I think I found an interesting exercise in sample directory.
Can somebody tell me if
/usr/local/amdbrook/samples/bin/CPP/lnx_x86_64/haar_wavelet -i 2 -e -y 128 -x 128 -p
gives
-e Verify correct output.
Computing Haar Wavelet Transform on CPU ... Done
./haar_wavelet: Failed!
-p Compare performance with CPU.
Width Height Iterations CPU Total Time GPU Total Time Speedup
128 128 2 0 0.057 0
but success with -x 128 -y 127
Before fixing, I have try to look on an obvious improvement doing stream init and result copy out of the iteration loop.
Surprise that fix also .
I don't understand at all why but that fix.

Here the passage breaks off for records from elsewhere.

Issue #696, opened 2025-03-19
tach falsely identifies external dependencies as undeclared when compiling dependencies from `pyproject.toml` -> `requirements.txt`


cameronbrill:
In this case, `requirements.txt` contains dependencies of the dependencies in `pyproject.toml`. It's the dependency diff (i.e. those that are in `requirements.txt` but not in `pyproject.toml`) that is being flagged by `tach check-external`. I imagine this would likely be an issue for projects that use [uv](https://docs.astral.sh/uv/)'s `uv.lock` file or [poetry's](https://python-poetry.org/) `poetry.lock` as well (but that's not what my team is blocked by).

emdoyle:
Appreciate the patience on this issue! If I understand correctly, you are saying that `tach check-external` emits errors when you use packages which are only declared in your compiled `requirements.txt`, but not in your `pyproject.toml`.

I also got some perfomance improvement.
diff -u /usr/local/amdbrook/samples/legacy/apps/haar_wavelet/haar_wavelet.br haar_wavelet.br
--- /usr/local/amdbrook/samples/legacy/apps/haar_wavelet/haar_wavelet.br 2008-12-03 01:12:53.000000000 +0100
+++ haar_wavelet.br 2009-01-10 17:13:18.000000000 +0100
@@ -171,10 +171,10 @@
// Record GPU Total time
Start(0);
+ // Write to stream
+ streamRead(stream0, io[0]);
for (i = 0; i < cmd.Iterations; ++i)
{
- // Write to stream
- streamRead(stream0, io[0]);
// Run the brook program
while (w > 1)
@@ -199,16 +199,16 @@
inp = 1 - inp;
}
+ }
- // Write data back from stream
- if(!inp)
- {
- streamWrite(stream0, io[1]);
- }
- else
- {
- streamWrite(stream1, io[1]);
- }
+ // Write data back from stream
+ if(!inp)
+ {
+ streamWrite(stream0, io[1]);
+ }
+ else
+ {
+ streamWrite(stream1, io[1]);
}
Stop(0);
}
My patch is full buggy. Really I don't understand how it can give the right result. With this fix insted of doing the wavelet transform i time on the same data, it does the new iteration with the result of the last iteration...
I'm very confuse with this.
When the test fail the gpu output equal the input.
Try setting environment variable BRT_RUNTIME=cpu and see if it works.
Cep, you are right. Thank you
I had thinked to imp variable but not to w.
I afraid that using gpu for haar wavelet is useless because perf aren't very good :
Width Height Iterations CPU Total Time GPU Total Time Speedup
4096 4096 100 44.084000 69.486000 0.634430
That's annoying because I would like to do Dirac video encoding
haar wavelet uses domain in a loop multiple times. Domain operator has bad performance and it is suggested to avoid use of this operator.
You can try emulating domain by passing different constant parameters(specify domain using these constants) to kernel and specifying domain of execution of the kernel.
e.g. rather calling a kernel like this-
copy(avgStream.domain(domainStart1, domainEnd1) , stream1.domain(domainStart1, domainEnd1));
It will be a good idea to call it something like this-
copy.domainOffset(uint4(*domainStart1, 0, 0, 0));
copy.domainSize(uint4(*domainEnd1 - *domainStart1, 1, 1, 1));
copy(avgStream, stream1);
Similary a call to haar_wavelet kernel can be changed. Keep in mind that calculation of idx1 and idx2 inside kernel will change as now instance() value will vary from *domainStart1 to *domainend1 (not from 0 to stream width).